ACTIVITY: Show every line of the data where the word "place" can be found.

╭──

PR #36, opened 2015-09-29
Cfy 3224 support rabbitmq security

geokala:


cloudify_agent/api/pm/base.py
```diff
@@ -300,6 +329,37 @@ def validate_optional(self):
         self._validate_autoscale()
         self._validate_host()
 
+    def _get_broker_port(self):
+        """
+        Determines the broker port if it has not been provided. Only intended
+        to be called before self.broker_port has been set and after
+        self.broker_ssl_cert has been set.
+        """
+        if self.broker_ssl_cert == '':
```
nir0s: if not self.broker_ssl_cert

nir0s: might be nicer to add the ports to https://github.com/cloudify-cosmo/cloudify-agent/blob/master/cloudify_agent/api/defaults.py: so that they're available for both SSL and non-SSL..
and then do something like this:

```python
return defaults.BROKER_SSL_PORT if self.broker_ssl_cert else defaults.BROKER_PORT
```

cloudify_agent/api/pm/base.py
```diff
@@ -274,6 +287,22 @@ def __init__(self, logger=None, **params):
                               backend=self.broker_url)
         self._celery.conf.update(
             CELERY_TASK_RESULT_EXPIRES=defaults.CELERY_TASK_RESULT_EXPIRES)
+        if self._get_ssl_cert_path() != '':
```
nir0s: if not self._get_ssl_cert_path()

cloudify_agent/api/pm/base.py
```diff
@@ -274,6 +287,22 @@ def __init__(self, logger=None, **params):
...
+            self._celery.conf.BROKER_USE_SSL = {
+                'ca_certs': self._get_ssl_cert_path(),
+                'cert_reqs': ssl.CERT_REQUIRED,
+            }
+
+    def _create_celery_conf(self):
+        utils.render_template_to_file(
+            template_path='pm/shared/worker_conf.py.template',
+            file_path=os.path.join(self.virtualenv,
```
nir0s: we should discuss this. seems very fragile.

cloudify_agent/api/pm/base.py
```diff
@@ -300,6 +329,37 @@ def validate_optional(self):
...
+        if self.broker_ssl_cert == '':
+            return 5672
+        else:
+            return 5671
+
+    def _create_ssl_cert(self):
+        """
+        Put the broker SSL cert into a file for AMQP clients to use.
+        """
+        if self.broker_ssl_cert != '':
```
nir0s: if not self.broker_ssl_cert

cloudify_agent/resources/pm/nssm/nssm.conf.template
```diff
@@ -13,6 +13,7 @@ echo Installing the agent as a windows service...
 --pidfile={{ pid_file }} ^
 --logfile={{ log_file }} ^
 --include={{ includes }} ^
+--config {{ work_dir }}/worker_conf.py
```
nir0s: I think this will fail...
you need a caret at the end of the line...

geokala: Correction pushed.

cloudify_agent/api/pm/base.py
geokala: Agreed- at best it's a bit ugly, and at worst it could fail interestingly. The problem with both this and the dynamic creation of the cert file are that I can't currently see a safer, saner, and (importantly) working alternative.

cloudify_agent/api/pm/base.py
noakup: :+1:

cloudify_agent/api/pm/base.py
```diff
@@ -205,10 +208,16 @@ def __init__(self, logger=None, **params):
...
+        self.broker_ssl_cert = params.get(
+            'broker_ssl_cert', '')
         self.broker_ip = params.get(
             'broker_ip') or self.manager_ip
+        # Port must be determined after SSL cert has been set in order for
+        # intelligent default to work correctly
         self.broker_port = params.get(
-            'broker_port') or defaults.BROKER_PORT
+            'broker_port') or self._get_broker_port()
+        self.broker_user = params.get('broker_user', 'testuser')
```
noakup: ?

cloudify_agent/api/pm/base.py
```diff
@@ -217,10 +226,14 @@ def __init__(self, logger=None, **params):
             'name') or self._get_name_from_manager()
         self.queue = params.get(
             'queue') or self._get_queue_from_manager()
-        self.broker_url = params.get(
-            'broker_url') or defaults.BROKER_URL.format(
-            self.broker_ip,
-            self.broker_port)
+        # This is not retrieved by param as an option any more as it can make
+        # the _delete_amqp_queues function behave badly
```
noakup: what do you mean? (regarding the comment)

cloudify_agent/api/pm/base.py
noakup: I didn't understand what's happening here. let's discuss tomorrow.

cloudify_agent/api/pm/base.py
```diff
@@ -300,6 +329,37 @@ def validate_optional(self):
...
+            )
+
+    def _get_ssl_cert_path(self):
+        """
+        Determine what path the broker SSL cert should reside in.
+        """
+        if self.broker_ssl_cert == '':
+            return ''
+        else:
+            return os.path.join(self.workdir, 'broker.crt')
```
noakup: I think this should be self._get_ssl_cert_path() and not 'broker.crt'

dev-requirements.txt
```diff
@@ -1,11 +1,11 @@
-https://github.com/cloudify-cosmo/cloudify-dsl-parser/archive/master.zip
-https://github.com/cloudify-cosmo/cloudify-rest-client/archive/master.zip
-https://github.com/cloudify-cosmo/cloudify-plugins-common/archive/master.zip
-https://github.com/cloudify-cosmo/cloudify-script-plugin/archive/master.zip
+https://github.com/cloudify-cosmo/cloudify-dsl-parser/archive/3.3m5.zip
```
noakup: I am guessing you're changing that back to master..?

cloudify_agent/api/pm/base.py
geokala: If you pass the pre-created broker_url to _delete_amqp_queues, it's used by something which, at the back-end, chokes if passed something that isn't a DNS name/IP without port (you have to pass the port in separately).

Since accepting the pre-formatted URL causes breakages in situations where a username, password, and/or port are supplied, I decided it was more sensible to disallow it rather than to support tokenising it.

cloudify_agent/api/pm/base.py
geokala: It's creating the celery worker_conf.py, which is used to configure the SSL and the URL. The URL is easy to set outside of this (though if you see the comment in the template you'll note that the way we were doing it makes the credentials appear in a process listing). The SSL is a pain to set, as you really want to get the CERT_REQUIRED value in there, and trying to set it as a multiline variable in bash is doable but gets awkward fast.

As for moving it earlier in the lifecycle: I'm not sure we can- this is part of the agent install component anyway. When we're on the manager, this is easier to cope with as we can know where we will be putting agents. As soon as we start trying to deploy onto external nodes I don't think there's a better place for generating the required configs than this process manager module. The subclassed versions actually dropped some config in already (and indeed they had this call added to them).

cloudify_agent/api/pm/base.py
geokala: This is self._get_ssl_cert_path... not sure if I'm understanding your comment?

dev-requirements.txt
geokala: Without meaning to sound like a Dr Who episode: Yes, the master is coming.

cloudify_agent/api/pm/base.py
nir0s: In general, anywhere we define the SSL or non-SSL ports, if a constants/defaults file exists, we can set them there, just like in the example above.

cloudify_agent/api/pm/base.py
nir0s: We should probably have worker_conf.py as a static file within cloudify-plugins-common so that it is accessible to the rest service as well.
We can then generate the configuration file (yaml) for it which is like cloudify_broker_conf.properties and read it from within worker_conf.py. To set and get the location for the generated properties file we can use pkg_resources.

cloudify_agent/api/pm/base.py
```diff
@@ -205,10 +208,16 @@ def __init__(self, logger=None, **params):
...
         self.user = params.get('user') or getpass.getuser()
+        self.broker_ssl_cert = params.get(
+            'broker_ssl_cert', '')
         self.broker_ip = params.get(
             'broker_ip') or self.manager_ip
+        # Port must be determined after SSL cert has been set in order for
+        # intelligent default to work correctly
         self.broker_port = params.get(
-            'broker_port') or defaults.BROKER_PORT
+            'broker_port') or self._get_broker_port()
```
nir0s:
```python
self.broker_port = params.get('broker_port', self._get_broker_port())
```

cloudify_agent/api/pm/base.py
```diff
@@ -217,10 +226,14 @@ def __init__(self, logger=None, **params):
             'name') or self._get_name_from_manager()
         self.queue = params.get(
             'queue') or self._get_queue_from_manager()
-        self.broker_url = params.get(
```
nir0s: @dankilman, do we actually need broker_url?

geokala: I'm not certain. It may be used for something within the class or its descendants. Either way, as it had it before I wanted to ensure it was still present, but that it wouldn't cause problems by effectively overriding the supplied username, password, etc, which would then still be used by _delete_amqp_queues (see lines below, comment for which will be updated when I reach that stage).

dankilman:
travis is failing

cloudify_agent/api/pm/base.py
```diff
@@ -15,6 +15,8 @@
 
 import getpass
 import os
+from pkg_resources import resource_filename
```
dankilman: `pkg_resources` is 3rd party, it should come after the `from celery import Celery` import

cloudify_agent/api/pm/base.py
```diff
@@ -85,22 +91,23 @@ class Daemon(object):
         the ip address of the broker to connect to.
         defaults to the manager_ip value.
 
-    ``broker_port``
+    ``broker_ssl_enabled``:
```
dankilman: Why did you remove the `broker_port` doc?

cloudify_agent/api/pm/base.py
```diff
@@ -274,6 +295,28 @@ def __init__(self, logger=None, **params):
                               backend=self.broker_url)
         self._celery.conf.update(
             CELERY_TASK_RESULT_EXPIRES=defaults.CELERY_TASK_RESULT_EXPIRES)
+        if self.broker_ssl_enabled:
+            self._celery.conf.BROKER_USE_SSL = {
+                'ca_certs': self._get_ssl_cert_path(),
+                'cert_reqs': ssl.CERT_REQUIRED,
+            }
+
+    def _get_celery_conf_path(self):
```
dankilman: as mentioned somewhere else, the location should probably be some place let intrusive than the site-packages dir that cloudify-agent lives in

cloudify_agent/resources/pm/detach/detach.template
```diff
@@ -17,4 +17,5 @@
 --logfile={{ log_file }} \
 --include=$(cat {{ includes_path }}) \
 --detach \
--Ofair
\ No newline at end of file
+--config=cloudify.broker_conf \
```
dankilman: what is this?

cloudify_agent/resources/pm/initd/initd.conf.template
```diff
@@ -30,7 +29,7 @@ CELERYD_LOG_LEVEL={{ log_level }}
 CELERYD_PID_FILE="{{ pid_file }}"
 CELERYD_LOG_FILE="{{ log_file }}"
 CELERYD_ENV_DIR={{ virtualenv_path }}
-CELERYD_OPTS="--events -Q {{ queue }} --hostname={{ name }} --autoscale={{ max_workers }},{{ min_workers }} --maxtasksperchild=10 -Ofair --without-gossip --without-mingle"
+CELERYD_OPTS="--events -Q {{ queue }} --hostname={{ name }} --autoscale={{ max_workers }},{{ min_workers }} --maxtasksperchild=10 -Ofair --without-gossip --without-mingle --config=cloudify.broker_conf"
```
dankilman: what is this?

cloudify_agent/resources/pm/shared/broker.crt.template
```diff
@@ -0,0 +1 @@
+{{ cert }}
```
dankilman: if all you are doing is replacing a single value, then there really isn't any need of using a template in this case is there? simply write the content of `cert` into the file directly

cloudify_agent/resources/pm/initd/initd.conf.template
geokala: Celery broker configuration- specifically, this one reads from the broker_conf config file that you've commented on elsewhere.

This allows:
a) Broker SSL configuration in a sane manner (it can be exceedingly ugly to configure from exported vars).
b) Brokers that don't display the username+password (which reside in the URL) when anyone on the system runs ps.

Well, (b) would be true if I'd actually removed the hostname from this one. *making note*

geokala:
Cannot pass travis until cloudify-plugins-common is merged.

Cannot pass appveyor as it cannot download get-pip?

cloudify_agent/resources/pm/initd/initd.template
```diff
@@ -134,6 +134,9 @@ CELERYD_PID_DIR=`dirname $CELERYD_PID_FILE`
 # Extra start-stop-daemon options, like user/group.
 if [ -n "$CELERYD_CHDIR" ]; then
     DAEMON_OPTS="$DAEMON_OPTS --workdir=$CELERYD_CHDIR"
+
+    # Ensure we start in this directory if defined so that we can find our config
+    cd $CELERYD_CHDIR
```
dankilman: remove

cloudify_agent/api/pm/base.py
```diff
@@ -781,6 +862,7 @@ def create_enable_cron_script(self):
             start_command=self.start_command(),
             status_command=self.status_command()
         )
+        self._logger.debug('TTT: {sc}'.format(sc=self.start_command()))
```
dankilman: logging should probably be removed

cloudify_agent/shell/commands/daemons.py
```diff
@@ -21,6 +21,8 @@
 from cloudify_agent.api.factory import DaemonFactory
 from cloudify_agent.shell import env
 from cloudify_agent.shell.decorators import handle_failures
+from cloudify.context import BootstrapContext
```
dankilman: these two new imports are cloudify related 3rd party so they should some between to currently two existing sections

cloudify_agent/tests/api/pm/test_base.py
```diff
@@ -32,7 +32,9 @@ def setUp(self):
         self.daemon = Daemon(
             manager_ip='manager_ip',
             queue='queue',
-            name='name'
+            name='name',
+            broker_user='guest',
```
dankilman: no real need to pass this in all the tests here as this is the default value in base.py anyway

geokala: True, but this means that if someone changes that method's signature then this test will fail (rightly), so probably worth leaving in?

dankilman: cool

cloudify_agent/shell/commands/daemons.py
```diff
@@ -133,6 +167,38 @@ def create(**params):
...
+            bootstrap_agent
+        )
+
+        try:
+            attributes['broker_user'] = broker_user
+            attributes['broker_pass'] = broker_pass
+            attributes['broker_ssl_enabled'] = \
+                bootstrap_agent.broker_ssl_enabled
+            attributes['broker_ssl_cert'] = bootstrap_agent.broker_ssl_cert
+        except AttributeError:
```
dankilman: is this really necessary? I mean, this code will always run as 3.3+ so an `AttributeError` will never be raised

geokala: It might help in the case of some local testing where the bootstrap agent isn't really a bootstrap agent but instead, e.g. an empty dict.

If that's not a concern here then it should be safe to remove.

dankilman: i think we should remove it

╰──

ANSWER TO THIS TASK:
As for moving it earlier in the lifecycle: I'm not sure we can- this is part of the agent install component anyway. When we're on the manager, this is easier to cope with as we can know where we will be putting agents. As soon as we start trying to deploy onto external nodes I don't think there's a better place for generating the required configs than this process manager module. The subclassed versions actually dropped some config in already (and indeed they had this call added to them).
dankilman: as mentioned somewhere else, the location should probably be some place let intrusive than the site-packages dir that cloudify-agent lives in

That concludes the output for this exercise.